The idea behind brandjacking is to identify keywords that feature your competitor's brand, and then creating content that satisfies the searcher's intent, but also placing them into your marketing funnel.
Taking the Book Like a Boss (BLAB) example even further, we could brandjack all manner of keywords related to Calendly (i.e. how to do xyz on Calendly). We could then rank for these keywords and introduce visitors to BLAB as an alternative.
eBooks are a well established tool for generating leads.
Most marketers tend to have a CTA on their site which offers users free access to a digital asset of some sort (ebook, video tutorial etc.) in exchange for their email address.
This is the classic opt-in carrot technique.
But at Contentellect we like to take it one step further.
Step one is to look to drive the initial interest in your eBook from channels where there are many more eyeballs. Social media platforms like LinkedIn and Facebook where you can leverage the network effect and take advantage of their algorithms which reward engagement.
A simple example is taking a new digital asset and posting about it in a relevant LinkedIn or Facebook group. Admins usually allow this as it's a free resource for their community.
At the end of the post you include a clear call-to-action prompting users who want the digital asset to add a generic comment such as “get ebook”.

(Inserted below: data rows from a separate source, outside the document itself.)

PR #940, opened 2021-06-30
Fix fifo overflow correction.

HiFiPhile:
**Describe the PR**
Fix fifo overflow correction.

**Additional context**

### DIFF
--- a/src/common/tusb_fifo.c
+++ b/src/common/tusb_fifo.c
@@ -325,7 +325,7 @@ static uint16_t advance_pointer(tu_fifo_t* f, uint16_t p, uint16_t offset)
   // We are exploiting the wrap around to the correct index
 
   // TODO warning: assuming signed overflow does not occur when assuming that (X + c) < X is always false [-Wstrict-overflow]
-  if ((p > p + offset) || (p + offset > f->max_pointer_idx))
+  if ((p > (uint16_t)(p + offset)) || ((uint16_t)(p + offset) > f->max_pointer_idx))
   {
     p = (p + offset) + f->non_used_index_space;
   }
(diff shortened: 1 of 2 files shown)


PanRe (approved):

HiFiPhile:
For `advance_pointer`
```
  if ((p > p + offset) || (p + offset > f->max_pointer_idx))
  {
    p = (p + offset) + f->non_used_index_space;
  }
  else
  {
    p += offset;
  }
```
I feel like the check can simplified into `if (p + offset > f->max_pointer_idx))`, have I missed something ?

PanRe:
> 
> 
> For `advance_pointer`
> 
> ```
>   if ((p > p + offset) || (p + offset > f->max_pointer_idx))
>   {
>     p = (p + offset) + f->non_used_index_space;
>   }
>   else
>   {
>     p += offset;
>   }
> ```
> 
> I feel like the check can be simplified into `if (p + offset > f->max_pointer_idx))`, have I missed something ?

The first condition covers the case when `p` overflows solely by `offset`. It is possible that the second condition never hits i.e. if `offset` is big enough to "jump over" the non-used index space.

src/common/tusb_fifo.c
```diff
@@ -325,7 +325,7 @@ static uint16_t advance_pointer(tu_fifo_t* f, uint16_t p, uint16_t offset)
   // We are exploiting the wrap around to the correct index
 
   // TODO warning: assuming signed overflow does not occur when assuming that (X + c) < X is always false [-Wstrict-overflow]
```
hathach, line 327: The GCC seem to be right about this. I got the warning when compiling with gnu++17, haven't got time to trace it down. So I put the warning comment here.  Thanks for the PR.

PR #941, opened 2021-06-30
Add support for RTT logging by NEWLIB on Renesas RX family.

kkitayam:
**Describe the PR**
~~Add `rx_rtt_printf()` to work RTT logging with NEWLIB on Renesas RX family.
`rx_rtt_printf()` should be set to `CFG_TUSB_DEBUG_PRINTF`. The function just call `SEGGER_RTT_vprintf`.~~
Add support for RTT logging by newlib.
Remove support for OPTLIB.

**Additional context**
OPTLIB is removed from [GCC 8.3.0.202102-GNURX](https://llvm-gcc-renesas.com/release-notes/rx/latest/8.3.0.202102/release_notes.pdf). So, we need to make RTT work properly with NEWLIB.
I don't know why, but RTT didn't work via `_write` with NEWLIB. Using `SEGGER_RTT_vprintf`, the RTT worked.


hw/bsp/rx/family.mk
```diff
@@ -22,11 +22,16 @@ endif
...
+    CFLAGS += -DCFG_TUSB_DEBUG_PRINTF=rx_rtt_printf
+    SRC_C += $(RTT_SRC)/RTT/SEGGER_RTT_printf.c
+  endif
 else
   # setup for optlib
   CFLAGS += -nostdinc \
     -isystem $(OPTLIBINC) \
-    -DLWIP_NO_INTTYPES_H
+    -DLWIP_NO_INTTYPES_H \
+    -DOPTLIB
```
hathach, line 34: since optlib is deprecated now, can we  just remove it altogether and use NEWLIB since it is pretty standard on other ports.It is fine if you think we could still keep OPTLIB as an option.

kkitayam: You're right, I'll remove it. I was thinking it was a pain to test with older version gcc. :smile:

hathach:
Look great, thanks for the PR. Regarding the _write() hook, maybe renesas use an slightly differrent name for write such ash: `write()` or `sys_write()`  msp430 has something like that as well https://github.com/hathach/tinyusb/blob/master/hw/bsp/board.c#L28 . Let me know if you want to check it out, this is already good for merge.

kkitayam:
> Let me know if you want to check it out, this is already good for merge.

OK, I'll try the same way as msp430 and report back with the results.

kkitayam:
@hathach 
Thank for your advice. I confirmed that RTT works fine with the same way as msp430 on RX65N target board.

Following modifications were added.
- Extend stack areas, because there was not enough to work newlib's `printf`.
- Added some dummy functions, because some linker warnings occur when logging is enabled.

hathach (approved):
superb !! thank you, I guess it depends on the gcc version, seem like version 8 and before use write() instead of _write(). Glad that work out. I resolve the conflict and push update, will merge when ci passed.

PR #949, opened 2021-07-03
Add SUSPEND/RESUME handling for Renesas RX family.

kkitayam:
**Describe the PR**
Add SUSPEND/RESUME handling for Renesas RX family. 

**Additional context**
I have confirmed suspend/resume works with `hid_composite` example on `rx65n_target`.
But, `DCD_EVENT_UNPLUGGED` is not issued like before. I have no idea why VBINT(it is the VBUS changing interruption) is not occurred when the USB cable is removed.

### DIFF
--- a/src/portable/renesas/usba/dcd_usba.c
+++ b/src/portable/renesas/usba/dcd_usba.c
@@ -553,7 +553,6 @@ void dcd_remote_wakeup(uint8_t rhport)
 {
   (void)rhport;
   USB0.DVSTCTR0.BIT.WKUP = 1;
-  while (USB0.DVSTCTR0.BIT.WKUP) ;
 }
 
 void dcd_connect(uint8_t rhport)
@@ -701,6 +700,11 @@ void dcd_int_handler(uint8_t rhport)
   }
   if (is0 & USB_IS0_SOFR) {
     if (_dcd.suspended) {
+      /* When USB host resumes caused by `dcd_remote_wakeup()`,
+       * RESM interrupt does not rise.
+       * Therefore we need to manually send resume event.
+       * Of course, when USB host resumes on its own,
+       * RESM interrupt rise properly, then this statements are ignored. */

This will result in the proliferation of comments on the post, which in turn will result in the post gaining more views due to the network effect. You can then start a conversation on LinkedIn or Facebook with those that have opted in via DM whilst sending them a link to download the asset for which they need to provide their email address.
The technique covers a few different marketing objectives all in one. You establish brand awareness through your post based on all the comments it receives.
But you also get the opportunity to open a conversation with prospects and move them down the funnel.
Finally the original objective of enriching your CRM with leads is still achieved.
Final word on Content Hacking
Content hacking like growth hacking is a relatively young field within startup marketing.
Some of the methods and techniques we’ve outlined above are existing methods which have proven to be successful.
There are certainly many other untried methods which may not even been conceived of yet which could well prove to be even more effective.
The world is your oyster. Get out there and see what you can hack!